Scanning the card table is efficient. However, some applications frequently allocate new objects and store references in the fields of those objects. In such applications the card table may grow so large that scanning it causes G1 to exceed its pause-time goal. To avoid that, G1 optimizes the card table in the background via separate optimizer threads. For that to work, however, the optimizer threads must synchronize with application threads to avoid conflicting updates to the card table. Accordingly, the write-barrier code injected into application threads is complex and therefore slow, and so is the code that optimizes the card table.

Proposal

We propose to introduce a second card table so that optimizer and application threads can run freely. The write barriers in application threads update the first card table without any synchronization, making them simpler and faster. Meanwhile, the optimizer threads work on the second, initially empty, card table.

When G1 detects that scanning the first card table during a GC pause would likely exceed the pause-time goal, it atomically swaps the card tables. Application threads resume updating the empty, formerly second table, while optimizer threads work on the full, formerly first table without any further synchronization. G1 repeats this process as necessary to keep the amount of work on the active card table under control.

Performance

This change reduces overhead both while the application is running and during garbage collection pauses.

The main benefit comes from the reduced synchronization between application and optimizer threads. In applications that heavily modify object-reference fields, we have observed throughput gains in the range of 5–15%.

Some additional benefit comes from the write barriers being simpler and faster. For example, on x64, write barriers are reduced from around 50 instructions to just 12. Owing to this, we have observed throughput gains of up to 5% even in applications that do not heavily modify object-reference fields.

The second card table is more efficient than the auxiliary data structure that previously kept track of modified references, so garbage collection pause times also decrease slightly.

Native memory footprint

The second card table has the same capacity as the first, and uses the same amount of additional native memory. Each card table requires 0.2% of Java heap capacity, corresponding to an additional 2MB of native memory usage per 1GB of Java heap capacity.

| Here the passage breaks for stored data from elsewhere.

PR #5573, opened 2018-05-22
Display a toast for screensharing not supported by Safari

gutobenn:
When a user tries to share screen on Safari, display a toast saying it's currently not supported by the browser.

### DIFF
--- a/bigbluebutton-html5/client/compatibility/kurento-extension.js
+++ b/bigbluebutton-html5/client/compatibility/kurento-extension.js
@@ -480,6 +480,9 @@ window.getScreenConstraints = function (sendSource, callback) {
     // now invoking native getUserMedia API
     callback(null, screenConstraints);
   } else if (isSafari) {
+    document.dispatchEvent(new Event('safariScreenshareNotSupported'));
+    return;
+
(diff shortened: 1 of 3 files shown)


bigbluebutton-html5/client/compatibility/kurento-extension.js
```diff
@@ -480,6 +480,9 @@ window.getScreenConstraints = function (sendSource, callback) {
     // now invoking native getUserMedia API
     callback(null, screenConstraints);
   } else if (isSafari) {
+    document.dispatchEvent(new Event('safariScreenshareNotSupported'));
+    return;
```
antobinary: There is code remaining after the `return;` Could you please either remove it if obsolete, comment out if the toast is a temporary solution, or rework the if-else?

antobinary:
We already tell people on Chrome on iOS to use Safari since Chrome on iOS does not support any WebRTC audio or video. We should not redirect Safari users back to Chrome.
This PR is just the presenter's point of view, right - initiating screenshare? We can still view screenshare from iOS Safari, right

gutobenn:
Right

PR #5580, opened 2018-05-23
Do not show window on reconnect

ritzalam:
Display only reconnect dialog when connection to red5 bbb-apps is disconnected. When connection to sip (voice), video (cam), screenshare gets disconnected, do auto-reconnect in the background.

This way, we try to minimize user interruption when connection to other apps aside from bbb-apps is disconnected.


ritzalam:
Will be sending PR against v2.2-dev.

Issue #5534, opened 2018-05-14
Add timer to the left of the Start/Stop recording button


ffdixon:
Give everyone in the session feedback on the total length of the recording in the meeting

![image](https://user-images.githubusercontent.com/290351/40002070-9eb57308-575d-11e8-9b40-0b81845352a8.png)

We can use this as a step towards adding a checkbox for clearing previous recording marks (which would assist in the use case for assignment submission)

tylercopeland:
@GhaziTriki Here is the design I put together for the Start / Stop modal that contains "Clear previous recording marks." In the meantime, let's not include the call to action for checking out tutorial videos. We can add it back in when we have a recordings tutorial video created. 

![start-stop-recording](https://user-images.githubusercontent.com/1273169/40004170-20c9982e-5763-11e8-9c22-b5f301b196ab.png)

ffdixon:
When you click the Start/Stop Recording button to resume a recording, instead of showing

![image](https://user-images.githubusercontent.com/290351/40444204-af5cab46-5e96-11e8-9985-7e2170d6f9f8.png)

Change the phrase to "Resume Recording"

kepstin:
For implementing this in the recording processing, I'd like to have a new event added to the events.xml file to indicate a reset. It should look something like this:

```xml
  <event timestamp="539744812" module="PARTICIPANT" eventname="RecordStatusReset">
    <userId>w_nlw1bcznkpys</userId>
  </event>
```

The recording processing scripts will look for the last instance of this event, and use that as the point to start processing the recording from.

ffdixon:
Timer added (we'll leave the option to clear previous recording marks to a future release).

PR #5581, opened 2018-05-23
Add a new message RecordStatusResetSysMsg to be handled and saved in events.xml

GhaziTriki:
Update for #5534

On @kepstin request this update handle the new record and clear previous marker events and saves it into the following format in `events.xml`
```xml
  <event timestamp="539744812" module="PARTICIPANT" eventname="RecordStatusReset">
    <userId>w_nlw1bcznkpys</userId>
  </event>
```


kepstin:
Please make sure that there is still also a `RecordStatusEvent` with `<status>true</status>` emitted to start recording, as well.

ritzalam:
We should move this to 2.2.

PR #5586, opened 2018-05-26
updated Japanese

aogilvie:
I do not have a Transifex account so if this is not the right way to get the Japanese updates in, sorry about that :)
Maybe someone can copy/paste to Transifex in my stead.


capilkey:
The translations have to go through Transifex, sorry. Using their service is very useful because if we change the wording in the master locale (en_US) it will invalidate the translation in the other locales and show that they need to be translated again. We can also easily see how much of a locale is translated in order to gauge the completeness of it.

If we merge this PR the locale file would just get overwritten next time we pull the locales from Transifex.

aogilvie:
As I stated in the dev group. I do not have a Transifex account. Feel free to upload yourself and close this PR.

ffdixon:
Thanks for your help, but we focus our development efforts on improving the product.  Introducing another workflow for translations isn't sustainable and Transfiex has worked very well for others.

Hopefully you can setup an account.

PR #5594, opened 2018-05-28
Whiteboard and Cursor performance update

oswaldoacauan:
This PR tries to solve the whiteboard and cursor performance problems by doing the following strategies:

- Instead of using Meteor MergeBox to keep track of updates now we use a 2 way communication using the DDP connection, this is done via the package [meteor-streamer](https://github.com/RocketChat/meteor-streamer/blob/master/packages%2Frocketchat-streamer%2FREADME.md)
- We keep updating the Mongo collections to have the history for new users, but all the live updates are emitted to the clients via the streamer.
- Add optimistic changes for drawing, this allows us to make the user perceive the client as fast even when we have delays.
- Add 2 way message batching, now both client and server have delays when emitting and publishing messages.


bigbluebutton-html5/imports/api/annotations/addAnnotation.js
```diff
@@ -0,0 +1,154 @@
...
+  switch (annotation.annotationType) {
+    case ANNOTATION_TYPE_TEXT:
+      return handleTextUpdate(meetingId, whiteboardId, userId, annotation);
+    case ANNOTATION_TYPE_PENCIL:
+      return handlePencilUpdate(meetingId, whiteboardId, userId, annotation);
+    default:
+      return handleCommonAnnotation(meetingId, whiteboardId, userId, annotation);
+  }
+
+  throw 'VISH';
```
antobinary: Vish?

oswaldoacauan:
There is still room for improvements and code clean up. Major points:

- Use a method instead of subscription to grab the history.
- Clean up and split the `addAnnotation`, probably should find a better place too.
- Clean up all the unused stuff from previous iteration (version and etc), this need to be done on the server, services and components.
- Simplify things on the client side, currently is not easy to follow the component structure, factories, containers. We can do better with that.
- Simplify the components structure, currently there is cursor/whiteboard coupled with presentation components.

bigbluebutton-html5/imports/api/annotations/server/handlers/whiteboardSend.js
```diff
@@ -1,7 +1,24 @@
...
+    annotationsRecieverIsRunning = false;
+    return;
+  }
+  annotationsRecieverIsRunning = true;
+  Object.keys(annotationsQueue).forEach(meetingId => {
+    AnnotationsStreamer.emit('added', { meetingId, annotations: annotationsQueue[meetingId] });
+  });
+  annotationsQueue = {};
+
+  Meteor.setTimeout(proccess, 60);
```
antobinary: Is this 60ms worth putting in a config or a const?

oswaldoacauan: Not worth. Kappa.

oswaldoacauan: jk, will move that to a const dont think wee need a config file for that.

bigbluebutton-html5/private/config/settings-development.json
```diff
@@ -201,7 +201,7 @@
 
     "whiteboard": {
       "annotations": {
-        "message_frequency": 50,
+        "message_frequency": 16,
```
antobinary: Please adjust `settings-production.json` too

antobinary: Let's leave `log.level` as "info" please

bigbluebutton-html5/imports/api/cursor/index.js
```diff
@@ -1,13 +1,42 @@
...
 const Cursor = new Mongo.Collection('cursor');
+const Streamer = new Meteor.Streamer('cursor', { retransmit: false, });
 
 if (Meteor.isServer) {
-  // types of queries for the cursor:
-  // 1. meetingId (clear)
-  // 2. meetingId, userId
+  import publishCursorUpdate from './server/methods/publishCursorUpdate';
 
-  Cursor._ensureIndex({ meetingId: 1, userId: 1 });
```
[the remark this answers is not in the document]
oswaldoacauan: We dont need the collection anymore, since there is no history for cursor.

bigbluebutton-html5/imports/api/cursor/server/handlers/cursorUpdate.js
```diff
@@ -1,5 +1,22 @@
...
+    cursorRecieverIsRunning = false;
+    return;
+  }
+  cursorRecieverIsRunning = true;
+  Object.keys(cursorQueue).forEach(meetingId => {
+    CursorStreamer.emit('message', { meetingId, cursors: cursorQueue[meetingId] });
+  });
+  cursorQueue = {};
+
+  Meteor.setTimeout(proccess, 30);
```
MaximKhlobystov: This batch interval needs to be a const as well, similarly to the one in `whiteboardSend.js`.

PR #5595, opened 2018-05-28
[html5] Better video pausing, connection, re-connecting and stability

lfzawacki:
These commits address several small problems with the video-dock component in the HTML5 client.

  * Solves the problem of videos freezing when the user status emoji is set/un-set
  * Makes the video tags load more reliably in meetings with various users
  * Prevents users from seeing the video tag pop-up and disappear when there are connection errors
  * Prevent problems with frozen videos when switching tabs and detaching tabs from the browser


bigbluebutton-html5/imports/utils/visibilityEvent.js
```diff
@@ -9,14 +11,25 @@ export default class VisibilityEvent {
...
+      if (!this._isHidden()) {
+        f();
+      }
+    };
   }
 
   onHidden(f) {
-    this._onHidden = f;
+    this._onHidden = () => {
+      if (this._isHidden()) {
```
antobinary: Why do we need to check for `isHidden` on `onHidden`? Is there a case when it's false?
Please change `f` for `callback` or something more meaningful

bigbluebutton-html5/imports/utils/visibilityEvent.js
```diff
@@ -9,14 +11,25 @@ export default class VisibilityEvent {
...
     this._registerVisibilityEvent();
+
+    this._onHiddenTimeout = null;
   }
 
   onVisible (f) {
-    this._onVisible = f;
+    this._onVisible = () => {
+      if (!this._isHidden()) {
+        f();
```
antobinary: Please change `f` for `callback` or something more meaningful

bigbluebutton-html5/imports/ui/components/video-provider/component.jsx
```diff
@@ -275,23 +270,14 @@ class VideoProvider extends Component {
...
-      return log('debug', 'Null sdp answer or null webrtcpeer');
-    }
+    const peer = this.webRtcPeers[id];
 
     log('info', 'SDP answer received from server. Processing ...');
 
-    webRtcPeer.processAnswer(message.sdpAnswer, (error) => {
+    peer.processAnswer(message.sdpAnswer, (error) => {
       if (error) {
         return log('error', error);
```
antobinary: Looks like we do not process the answer. Should we?

bigbluebutton-html5/imports/ui/components/video-provider/component.jsx
```diff
@@ -470,22 +489,26 @@ class VideoProvider extends Component {
 
     const isCurrent = id === this.props.userId;
     const peer = this.webRtcPeers[id];
-    const { peerConnection } = peer;
 
     const attachVideoStream = () => {
```
antobinary: It might be a good idea to rename this to `attachVideoStreamHelper` or something like it so we don't confuse it with the outer function

antobinary:
Getting console error `component.jsx:496 Uncaught (in promise) DOMException: The play() request was interrupted by a call to pause()`     pointing to  `video.srcObject = stream;` in video-provider/component.jsx

bigbluebutton-html5/imports/ui/components/video-provider/component.jsx
lfzawacki: We do process the answer, this is some logic needed by the browser webrtc peer code. The extra callback is just some code that runs after the processing was done.

bigbluebutton-html5/imports/utils/visibilityEvent.js
lfzawacki: It's funny, but there seem to be cases where the event fires and immediately the window is visible again, e.g. dragging a tab and separating it into a new window. This caused the code to not work properly and I check again for visibility just in case.

PR #5600, opened 2018-05-29
Update toast style

GhaziTriki:


ritzalam:
On demo meeting which is not recorded, the "stop recording toast" shows up.

not-record-toast

GhaziTriki:
The toaster for recording was removed, we have the timer and it is enough.

Issue #5470, opened 2018-05-05
Show chat messages as toast when chat is hidden


ffdixon:
When on smaller devices, or on full screen with chat hidden, the user can't see incoming chat messages.

To make them visible, add the option (set true by default) to see incoming chat messages as toast when the corresponding chat channel (public/private) is not currently visible to the user.

These chat toast messages could be a bit larger (up to 4 lines tall) and linger for a bit longer (depending on the amount of visible text).  

Also, clicking on the chat toast would open up the associated chat channel.

PR #5602, opened 2018-05-29
Add messages for chat push notifications

Tainan404:
-Add the latest 4 messages to chat push notification.
- Changes the break point of the message grouping based on the time of the last message sent.
- Add specific message to public chat.
- Change the count of unread messages to count from the message groups.

print-toast

### DIFF
--- a/bigbluebutton-html5/imports/ui/components/chat/styles.scss
+++ b/bigbluebutton-html5/imports/ui/components/chat/styles.scss
@@ -6,11 +6,11 @@ $background-active: darken($color-white, 5%);
 
 @mixin lineClamp($lineHeight: 1em, $lineCount: 1, $bgColor: $color-white) {
   display: block;
-	box-orient: vertical;
+  box-orient: vertical;
   position: relative;
   word-break: break-word;
 
-	overflow: hidden;
+  overflow: hidden;
   line-height: $lineHeight;
   max-height: $lineHeight * $lineCount;
 


MaximKhlobystov:
Tested it locally.
@tylercopeland Is it a good idea to modify chat counter this way? Before, when I saw 5 messages, I knew exactly what to expect - 5 messages. Now, it means there are 5 groups of messages somehow grouped by time. I find it a little confusing.
Also, chat counter change + break point change = HTML5 client's chat will look quite different from Flash client.

By the way, I believe, this may break the event listeners on chat scrolling that detect read messages, but it's not a big deal. Chat counter is broken anyways right now. I will fix it in my PR that's coming out soon :)

Last thing: in the issue #5470, it is mentioned that notifications would appear only when that particular chat is not visible. Do we need to see them all the time? Especially considering they cover the whiteboard controls on desktop.

oswaldoacauan:
> Before, when I saw 5 messages, I knew exactly what to expect - 5 messages. Now, it means there are 5 groups of messages somehow grouped by time. I find it a little confusing.

Pretty sure this is unintentional. The way we group messages for display should be unrelated to the unread counter.

MaximKhlobystov:
I believe, the change is here: https://github.com/Tainan404/bigbluebutton/blob/e59c8df71e1cca53912454c024b8f2bdcbb55fc9/bigbluebutton-html5/imports/ui/components/chat/service.js#L70. `GROUPING_MESSAGES_WINDOW` is 5 seconds now, instead of 60 sec.

MaximKhlobystov:
Looks like this: 
chat

MaximKhlobystov:
It seems to me that the first one is in public chat and the second one is in private chat.

tylercopeland:
What's the benefit of grouping multiple messages in one notification versus having separate ones for "Hey guys" and "How are you?". I'm bringing this up because this doesn't seem like best practise in terms of chat notifications.

MaximKhlobystov:
I'm testing it locally right now. And I'm not really sure how to reproduce the "Hey guys" and "How are you?" in the same notification. I can only see one notification with "Hey guys" and if I type "How are you?" within 5 seconds time limit, then I don't even get another notification with "How are you?"

oswaldoacauan:
> @tylercopeland: What's the benefit of grouping multiple messages in one notification versus having separate ones for "Hey guys" and "How are you?". I'm bringing this up because this doesn't seem like best practise in terms of chat notifications.

The notification groups the messages on the same way we group them on the Chat Window, otherwise every message (from the same user) would be a new notification which would pollute the interface pretty quickly.

tylercopeland:
@MaximKhlobystov let's merge this PR and test the functionality as a group.

PR #5609, opened 2018-05-30
Added new unread message ribbon to chat and update auto-scroll behaviour

GhaziTriki:
The chat auto-scroll behaviour at new messages is updated to the following :

- If I am sender of the last message the chat list will auto-scroll.
- If I the scroll bar is at the end will auto-scroll if a new message is received.
- In all other cases the blue ribbon will display, the will disappear if clicked or the list is scrolled till the end.

Chat unread messages ribbon


ffdixon:
In testing we can see that the scroll to the bottom flickers in the chat list, see below.

flicker

PR #5612, opened 2018-05-30
Remove visual feedback for talking from mute button

antobinary:


capilkey:
Is this a good idea? I find it very helpful to not have to scroll through the list of 30 people to find myself and see if my mic is being picked up.

antobinary:
We have the visual feedback available in the userlist and also around the webcam. This was one of the items requested by @tylercopeland 
It is true that let's say in some mobile cases (hidden userlist, webcam not shared or disabled) this feedback would be useful. There was some talk on showing the 'energy level' picked by the mic rather than an on/off isTalking indicator, but this data is not passed from FS to BBB afaik

capilkey:
I feel like removing the indicator will lead to a lot more, "Can you guys here me?", situations because the speaker will be blind to the answer even if they know where to look.

oswaldoacauan:
I'm with @capilkey on this. I think having the indicator on the button is good and I think changing the glowing to a filled mic icon while talking and a unfilled one while quiet would be more noticeable and would follow the user-list design.

antobinary:
Seems the correct term I was referring to is 'energyScore', energy-level is more of a threshold parameter. I am looking at how complex it would be to bring in this data to BBB (while waiting for @tylercopeland to comment)

capilkey:
Getting the level update messages through to the clients seems like a lot of work, and noise, if you wanted it to update with a good refresh rate. I wonder if you could get the level locally once the "talking" message is received. If you fetch the level locally you can't get levels for other people, but I don't know that we'd want levels for others anyways.

antobinary:
For the shorter path there are demos like https://webrtc.github.io/samples/src/content/getusermedia/volume/

antobinary:
Closing this pull request in favor of #5616 with included https://github.com/antobinary/bigbluebutton/commit/fd78b45be39021c53c3fd5eb2aa7ada804241c5b

PR #5613, opened 2018-05-30
 Revert toasts temporarily

ritzalam:
- reverting toasts so we can perform emergency upgrade of red5 through packages


ritzalam:
@GhaziTriki Can you please review that I did not break anything? Just went through the code and converted the Toasts back to Alert.

GhaziTriki:
@ritzalam looks good, the Toaster is more added to stage and we are using the correct alert messages that were replaced by toasties

PR #5842, opened 2018-07-09
[HTML5] STUN/TURN config support for SFU client-side apps and general improvements

prlanzarin:
This PR includes a bunch of minor improvements to the HTML5 client listed below. A separate PR will be opened that adds STUN/TURN config and window sharing to the Flash client.

- Added support to SFU client-side components (screenshare, video and listen only) for fetching the configured STUN/TURN servers in the BBB API. If no ICE servers are configured, they fall back to the default, preconfigured pool of public STUN servers.
- Correctly propagating the SFU URL configuration to the screenshare script
- Made the screensharing options (window, application, tabs) configurable for both Firefox and Chrome. The config parameters are called `chromeScreenshareSources` (an array that can carry `screen`, `window` and `tab` values), and `firefoxScreenshareSource` (a string that can carry `screen`, `window` or `application` values)
- Fixes to the video code related to attaching the stream. There was a rare race condition that could happen where the video tag wouldn't be correctly attached to the peer.
- Minor refactoring to the kurento-extension.js script.

### DIFF
--- a/bigbluebutton-html5/client/compatibility/kurento-extension.js
+++ b/bigbluebutton-html5/client/compatibility/kurento-extension.js
@@ -16,11 +16,9 @@ Kurento = function (
   voiceBridge,
   userId,
   internalMeetingId,
-  onFail = null,
-  chromeExtension = null,
-  userName = null,
-  caleeName = null,
-  onSuccess = null
+  onFail,
+  onSuccess,
+  options = {},
 ) {
 
   this.ws = null;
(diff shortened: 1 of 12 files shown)


bigbluebutton-html5/imports/ui/components/video-provider/component.jsx
```diff
@@ -62,7 +62,6 @@ class VideoProvider extends Component {
     super(props);
 
     this.state = {
-      sharedWebcam: false,
```
antobinary: Was there a specific reason why `sharedWebcam` is not in the state anymore?

prlanzarin: It had no use as a state (it's only an instance attribute to mark the provider as having a shared webcam or not for removing it in the unmount procedure), and sometimes it triggered a state update that would make the webcam be shared again if the negotiation procedure wasn't finished yet.

bigbluebutton-html5/client/compatibility/kurento-extension.js
```diff
@@ -29,12 +27,29 @@ Kurento = function (
...
-  this.userId = userId;
-  this.userName = userName;
-  this.caleeName = caleeName;
+  // Optional parameters are: userName, caleeName, chromeExtension, wsUrl, iceServers,
+  // chromeScreenshareSources, firefoxScreenshareSource
+
+  Object.assign(this, options);
+
+  if (this.wsUrl == null) {
+    this.defaultPath = 'bbb-webrtc-sfu';
```
antobinary: Shouldn't we point to https://github.com/bigbluebutton/bigbluebutton/blob/v2.0.x-release/bigbluebutton-html5/private/config/settings-development.json#L74 via `Meteor.settings....` ?

prlanzarin: The config is passed through in the screenshare/audio bridge via the `options` parameter. I didn't want to explicitly fetch the Meteor setting in that plain .js script, and the check is just there because the parameter is optional and it's a fallback to the default url (hostname/bbb-webrtc-sfu).

prlanzarin: e.g.: https://github.com/bigbluebutton/bigbluebutton/pull/5842/files#diff-a110fc2d4f118e42b5d53e136f39f8fcR35

PR #5858, opened 2018-07-12
Improvements on presentation playback

fcecagno:
- do only asynchronous HTTP calls while loading the playback
- add new loading screen
- fix mobile access
- brand the playback using metadata (meta_playback-logo-url and meta_playback-copyright)
- remove presentation_export format
- add support for Safari (MP4 video, disabled by default)


record-and-playback/presentation/playback/presentation/2.0/playback.js
```diff
@@ -190,51 +190,40 @@ setEventsOnThumbnail = function($thumb) {
...
 
 /*
  * Generates the list of thumbnails using shapes.svg
  */
-generateThumbnails = function() {
-  console.log("== Generating thumbnails");
-  var xmlhttp;
-  if (window.XMLHttpRequest) {// code for IE7+, Firefox, Chrome, Opera, Safari
-    xmlhttp = new XMLHttpRequest();
-  } else {// code for IE6, IE5
```
kepstin: Oh, no! we're removing IE6 support? ☺

record-and-playback/presentation/playback/presentation/2.0/playback.js
```diff
@@ -289,235 +281,258 @@ generateThumbnails = function() {
...
+  video.setAttribute('id','video');
+  video.setAttribute('class','webcam');
+  video.setAttribute('preload','auto');
+
+  let webmsource = document.createElement("source");
+  webmsource.setAttribute('src', url + '/video/webcams.webm');
+  webmsource.setAttribute('type','video/webm; codecs="vp8.0, vorbis"');
+  video.appendChild(webmsource);
+
+  let mp4source = document.createElement("source");
```
kepstin: I think leaving mp4 source here is OK, if mp4 is not present it will just give 404 and the browser will use the other format.

That said, I kind of wish we had a way of passing the list of formats from the processing to the playback, that would make it possible to switch to vp9 later.

record-and-playback/presentation/playback/presentation/2.0/playback.js
```diff
@@ -289,235 +281,258 @@ generateThumbnails = function() {
...
-   video.setAttribute('id','video');
-   video.setAttribute('class','webcam');
-
-   var webmsource = document.createElement("source");
-   webmsource.setAttribute('src', RECORDINGS + '/video/webcams.webm');
-   webmsource.setAttribute('type','video/webm; codecs="vp8.0, vorbis"');
-   video.appendChild(webmsource);
-
-   // Try to load the captions
-   // TODO this all should be done asynchronously...
```
kepstin: Good to see this "TODO" removed.

record-and-playback/presentation/playback/presentation/2.0/playback.js
```diff
@@ -289,235 +281,258 @@ generateThumbnails = function() {
...
+  logger.info("==Loading playback");
   var appName = navigator.appName;
   var appVersion = navigator.appVersion;
 
-  startLoadingBar();
+  // Hack to force mobile devices to show the playback when media do not load while hidden
+  var isMobile = mobileAndTabletCheck();
+  if (isMobile) {
+    logger.info("==Device is mobile");
+    setTimeout(forceMediaEvents, mobileTimeout);
```
kepstin: I don't really like having a timeout here. Does this mean every mobile user has to wait [10 seconds](https://github.com/fcecagno/bigbluebutton/blob/dc0fbc9bd13e26a2895d5f4f3742501fbaa3248a/record-and-playback/presentation/playback/presentation/2.0/lib/writing.js#L40) if the video is hidden by default? That's a long time.

Either we're ok with the media not being loaded (in which case there's no reason to wait), or we should find a way to make the media actually load.

fcecagno: The problem is that we don't know if the media is loading and taking a while because the network is slow or it's not loading because the video is hidden. If we find a solution for this, I agree there's no reason to wait.
I suggest we create an issue to revisit this in the future.

ritzalam:
Calvin will decide if this should go to 2.0 or 2.2.

PR #5859, opened 2018-07-12
Fix camera lock when skipCamSettingsCheck is true

GhaziTriki:
Fix issue (1) reported in the following forum thread https://groups.google.com/forum/#!topic/bigbluebutton-dev/W6-MuQ03qC4


ritzalam:
Can you please also send a PR to 2.2? Thanks.

Issue #5850, opened 2018-07-11
Restrict non-presenters in multi-user whiteboard to only pen tool


ffdixon:
When tutoring very young users of BigBlueButton, when the presenter activates multi-user whiteobard the array of tool choices can be very confusing.

Add an option to config.xml

  onlyPenMUW="true"

that when true will restrict users (except the presenter) to only having the pen tool and not seeing any other choices.

pedrobmarin:
Configurable https://github.com/bigbluebutton/bigbluebutton/pull/6168

PR #5862, opened 2018-07-16
Pen tool only for multi-user whiteboard

GhaziTriki:
Implement feature #5850 for Flash client.


ritzalam:
Can you please send PR also to 2.2? Thanks.

PR #5875, opened 2018-07-18
Fix webhooks

fcecagno:
There are two formats of webhooks we support: the raw format, when you pass getRaw=true on the hooks/create call, send to the callback the original (raw) event received on Redis; and the processed format, when you pass getRaw=false or do not pass anything on the hooks/create call, send the callback in a simpler and more structured format. When config.hooks.getRaw=true and the registered hook was getRaw=false, the callback wouldn't be called.
Also, include a commit that we missed in the previous PR.

@daronco @kmyokoyama please review.

### DIFF
--- a/bbb-webhooks/config_local.js.example
+++ b/bbb-webhooks/config_local.js.example
@@ -23,7 +23,7 @@ config.server.port = 3005;
 // IP where permanent hook will post data (more than 1 URL means more than 1 permanent hook)
 //config.hooks.permanentURLs = [ { url: "request.catcher.url", getRaw: false }, { url: "another.request.catcher.url", getRaw: true } ]
 
-// Determine default behaviour when getRaw isn't defined while registering the hook
-//config.hooks.defaultGetRaw = false;
+// Allow global hook to receive all events with raw data
+//config.hooks.getRaw = false;
 
 module.exports = config;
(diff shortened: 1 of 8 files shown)


bbb-webhooks/config_local.js.example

The second card table replaces the auxiliary data structure that previously kept track of modified references. In some cases the second card table is smaller than that data structure would have been. Even in cases where the second card table is larger, however, resulting in greater usage of native memory, this should not be a significant concern. In JDK 20 and JDK 21 we removed other large data structures from G1 that in total used more than eight times the size of the second card table.

Alternatives

We previously prototyped several other approaches to improving the throughput of G1:

We made other attempts to decrease synchronization between application threads and optimizer threads by modifying the write barriers. These approaches exhibited severe throughput regressions in some situations with only modest gains otherwise.

Overall, we think that the current proposal has the best trade-off between code complexity and performance.

Risks and Assumptions

This is an intrusive change to critical components of the G1 collector’s interaction with application threads. There is, therefore, a non-negligible risk of bugs that may cause failures and introduce performance regressions. To mitigate this risk, we will conduct careful code reviews and perform extensive testing.

We assume there is no need to provide additional user control over the optimization threads beyond what is already provided. The user may continue to completely disable the optimization threads via -XX:-G1UseConcRefinement or limit their number via -XX:G1ConcRefinementThreads=<number>. We assume that these two options continue to cover all necessary use cases not otherwise better handled by internal heuristics.

We assume that the throughput gains offered by this change, combined with the aforementioned native memory savings in earlier releases, justify the additional memory usage of the second card table.